| Stored entries |
*** Begin section ***

PR #10269, opened 2026-05-07
[4.x] Fix `$wire.$errors` reactivity when using `skipRender()`

### LINKED ISSUE #10263: $wire.$errors.all() manually triggers error DOM updates when skipRender() is used`
### Livewire version

4.2.4

### Laravel version

13.7

### PHP version

8.3

chrome on ubuntu 24.04

When using skipRender() inside the updated() lifecycle hook, validation errors are not reflected in the DOM through wire:show and wire:text.

However, if I manually access the error bag from JavaScript using: `$wire.$errors.all()`

inside a `$wire.intercept()` `onFinish()` callback, the DOM updates correctly and the validation error becomes visible.

So the behavior changes depending on whether `$wire.$errors.all()` is called or not.

- install a fresh livewire project 
- put the code in SFC compoent 
- interact with input you should see the error
- and now comment out the line `$wire.$errors.all()`
- and inertact with input again you will no longer see the error on dom

```php

use Livewire\Component;

new class extends Component {
    #[Validate(['required', 'min:5', 'max:10'])]
    public $title = '';

    public function updated()
    {
        $this->skipRender();
    }
};
```

```html
<div>
    <flux:input label="Title" wire:model.live="title"/>

    <div wire:show="$errors.has('title')">
        <span wire:text="$errors.first('title')"></span>
    </div>
</div>

<script>
    $wire.intercept(({ onFinish }) => {
        onFinish(() => {
            $wire.$errors.all()
        })
    })
</script>
```

https://github.com/user-attachments/assets/c7d446b3-b9d6-4d9d-98c6-b83618d339a6

In the above screenshot i am using the exact same code as the reproduce section

https://github.com/user-attachments/assets/baeda449-fa3d-4995-8f9a-da2af96caa93

on in the one the only change is i comment out this line

```js 
onFinish(() => {
            // $wire.$errors.all()
        })
```

as you can i no longer see the error on the dom

wire:show="$errors.has('title')" and wire:text="$errors.first('title')" should update consistently after validation, even when skipRender() is used.

Accessing $wire.$errors.all() manually from JavaScript should not be required to trigger the DOM update.

joshhanley:
@ganyicz suggested we make errors a reactive object on the component, I have done that in a alternative PR #10275

# The Scenario

When `skipRender()` is called inside a component (e.g. from `updated()`), validation errors arriving in the response are not reflected in the DOM through `wire:show` and `wire:text` directives that depend on `$errors`.

```php
<?php

use Livewire\Component;

new class extends Component {
    #[Validate(['required', 'min:5', 'max:10'])]
    public $title = '';

    public function updated()
    {
        $this->skipRender();
    }
}; ?>

<div>
    <input type="text" wire:model.live="title">

    <div wire:show="$errors.has('title')">
        <span wire:text="$errors.first('title')"></span>
    </div>
</div>
```

# The Problem

In `js/features/supportErrors.js`, `$wire.$errors` caches its messages in `Alpine.reactive` state via `clientErrors`. The cache is only invalidated lazily, *when something reads `messages()`*:

```js
messages() {
    if (component.__lastErrorsSnapshot !== component.snapshot) {
        state.clientErrors = null
        component.__lastErrorsSnapshot = component.snapshot
    }
    return state.clientErrors ??= component.snapshot.memo.errors
},
```

In the normal flow, the morph step after a request causes Alpine to re-evaluate bindings, which calls `messages()`, which triggers the reactive update. With `skipRender()`, no morph runs, so nothing reads `messages()` and `state.clientErrors` is never reassigned, leaving dependent effects with stale errors.

# The Solution

Register an `effect` hook in `supportErrors.js` that invalidates the reactive errors cache after every server response, so any Alpine effect depending on `$wire.$errors` (`wire:show`, `wire:text`, custom Alpine bindings) re-evaluates regardless of whether a morph runs:

```js
on('effect', ({ component }) => {
    if (! component.__errorsState) return

    component.__errorsState.clientErrors = null
})
```

The `__errorsState` guard skips components that have never read `$wire.$errors`, since the reactive state is created lazily.

Fixes #10263

### DIFF
--- a/js/component.js
+++ b/js/component.js
@@ -38,6 +38,8 @@ export class Component {
         // "reactive" is just ephemeral, except when you mutate it, front-ends like Vue react.
         this.reactive = Alpine.reactive(this.ephemeral)
 
+        this.errors = Alpine.reactive({ messages: this.snapshot.memo.errors ?? {} })
+
         this.queuedUpdates = {}
 
         this.jsActions = {}
@@ -84,6 +86,8 @@ export class Component {
         this.snapshotEncoded = snapshotEncoded
 
         this.snapshot = snapshot
+
+        this.errors.messages = snapshot.memo.errors ?? {}
 
         this.effects = effects
 
--- a/js/features/supportErrors.js
+++ b/js/features/supportErrors.js
@@ -1,5 +1,16 @@
 // This errors object has the most common methods from \Illuminate\Support\MessageBag class on the backend...
 import Alpine from 'alpinejs'
+import { on } from '@/hooks'
+
+// After every server response, invalidate the cached errors so any Alpine
+// effects depending on $wire.$errors (like wire:show / wire:text) re-read
+// the fresh errors from the new snapshot. Without this, components that
+// skip rendering would never trigger that re-read...
+on('effect', ({ component }) => {
+    if (! component.__errorsState) return
+
+    component.__errorsState.clientErrors = null
+})
 
 export function getErrorsObject(component) {
     let state = component.__errorsState ??= Alpine.reactive({
--- a/js/features/supportErrors.js
+++ b/js/features/supportErrors.js
@@ -1,35 +1,8 @@
 // This errors object has the most common methods from \Illuminate\Support\MessageBag class on the backend...
-import Alpine from 'alpinejs'
-import { on } from '@/hooks'
-
-// After every server response, invalidate the cached errors so any Alpine
-// effects depending on $wire.$errors (like wire:show / wire:text) re-read
-// the fresh errors from the new snapshot. Without this, components that
-// skip rendering would never trigger that re-read...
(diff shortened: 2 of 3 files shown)


ganyicz:
What if we make errors an actual reactive object on the component?

```js
// js/component.js

constructor(el) {
    this.errors = Alpine.reactive({ messages: this.snapshot.memo.errors ?? {} })
}

mergeNewSnapshot() {
    this.errors.messages = snapshot.memo.errors ?? {}
}
```

Then the entire `supportErrors.js` could be simplified:

SCR-20260508-qrfk

This fixes the issue from this PR and seems to pass all the existing tests.

joshhanley:
@ganyicz yeah I like that. I wonder why it wasn't already a reactive object in the first place? 🤔 Will submit a different PR with that, as an option.

PR #10276, opened 2026-05-11
[4.x] Extract synth orchestration into a `HandleSynths` mechanism

joshhanley:
# The Scenario

`HandleComponents` currently owns both the component lifecycle (`mount`, `snapshot`, `update`, `render`) and the synth-based serialisation pipeline (registry, resolution, recursive dehydrate/hydrate). Any feature (like `#[Session]`) that wants to use synths at the moment has to reference the `HandleComponents` mechanism to do it. Came up during review of #10252.

# The Solution

This PR extracts the synths system into its own mechanism class `Livewire\Mechanisms\HandleSynths\HandleSynths`.

`Livewire::propertySynthesizer(...)` and `Livewire::findSynth(...)` now delegate to `HandleSynths`, so the public API is unchanged.

This will let the fix for #10250 leverage `HandleSynths` directly, which is cleaner than reaching into `HandleComponents`.

One thing to note: all the built-in synth classes (`CarbonSynth`, `CollectionSynth`, the `Synth` base, etc.) are still in their original location (`Livewire\Mechanisms\HandleComponents\Synthesizers\*`). The docs demonstrate extending `Synth` from userland, so moving them would be a breaking change. We could move them and add shell classes at the old location if you'd prefer.

### DIFF
--- a/src/Mechanisms/HandleComponents/HandleComponents.php
+++ b/src/Mechanisms/HandleComponents/HandleComponents.php
@@ -3,9 +3,8 @@
 namespace Livewire\Mechanisms\HandleComponents;
 
 use function Livewire\{on, store, trigger, wrap };
-use ReflectionUnionType;
 use Livewire\Mechanisms\Mechanism;
-use Livewire\Mechanisms\HandleComponents\Synthesizers\Synth;
+use Livewire\Mechanisms\HandleSynths\HandleSynths;
 use Livewire\Exceptions\PublicPropertyNotFoundException;
 use Livewire\Exceptions\MethodNotFoundException;
 use Livewire\Exceptions\MaxNestingDepthExceededException;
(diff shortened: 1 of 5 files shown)


ghabriel25:
This looks cleaner 👍 

Make sense to me to move all synth-classes to `HandleSynths` and create shell-class at old location

calebporzio:
Looking good. Pretty straightforward.

One performance note: calling `app(HandlesSynths::class)->` is meaningfully slower than just `$this->`. So If we can, let's instantiate and pass HandlesSynths into HandlesComponents in the service provider so that it can directly access the instance without going to the container every time it needs it. (especially in mount and especially in loops)

src/Mechanisms/HandleComponents/HandleComponents.php
```diff
@@ -16,23 +15,16 @@
...
-        Synthesizers\FloatSynth::class
-    ];
-
-    // Performance optimization: Cache which synthesizer matches which type
-    protected $synthesizerTypeCache = [];
-
     public static $renderStack = [];
     public static $componentStack = [];
 
+    // Holding the HandleSynths instance directly avoids resolving it from the
```
calebporzio: this comment feels unescessary

calebporzio:
thanks!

*** End section ***

| Your instructions |
The word "https" appears in some lines of the data. Copy every one of those lines.

| Solution for this problem |
https://github.com/user-attachments/assets/c7d446b3-b9d6-4d9d-98c6-b83618d339a6
https://github.com/user-attachments/assets/baeda449-fa3d-4995-8f9a-da2af96caa93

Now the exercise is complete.